(MATERIAL FOR THIS EXERCISE begins)

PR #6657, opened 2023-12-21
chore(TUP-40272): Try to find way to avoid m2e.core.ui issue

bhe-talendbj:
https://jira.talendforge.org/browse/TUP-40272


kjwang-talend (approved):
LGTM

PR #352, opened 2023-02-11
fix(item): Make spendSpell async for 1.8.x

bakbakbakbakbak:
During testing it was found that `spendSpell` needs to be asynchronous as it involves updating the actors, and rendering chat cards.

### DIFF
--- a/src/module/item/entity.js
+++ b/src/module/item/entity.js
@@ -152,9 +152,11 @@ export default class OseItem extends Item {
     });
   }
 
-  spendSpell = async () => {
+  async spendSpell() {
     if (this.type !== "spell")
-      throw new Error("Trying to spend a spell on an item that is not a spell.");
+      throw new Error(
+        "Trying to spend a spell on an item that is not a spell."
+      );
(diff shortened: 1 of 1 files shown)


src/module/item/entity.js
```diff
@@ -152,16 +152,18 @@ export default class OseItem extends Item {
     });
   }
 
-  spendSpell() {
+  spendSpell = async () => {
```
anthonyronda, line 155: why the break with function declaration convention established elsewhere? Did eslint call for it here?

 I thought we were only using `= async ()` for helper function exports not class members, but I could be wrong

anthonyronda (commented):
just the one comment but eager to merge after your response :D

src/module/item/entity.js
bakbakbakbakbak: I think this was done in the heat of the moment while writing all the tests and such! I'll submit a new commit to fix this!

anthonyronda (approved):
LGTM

(MATERIAL FOR THIS EXERCISE ends)

# [WHAT IS REQUIRED]
Reproduce every line of the listing above in which the string "module" appears.

# [EXERCISE RESULT]
--- a/src/module/item/entity.js
+++ b/src/module/item/entity.js
src/module/item/entity.js
src/module/item/entity.js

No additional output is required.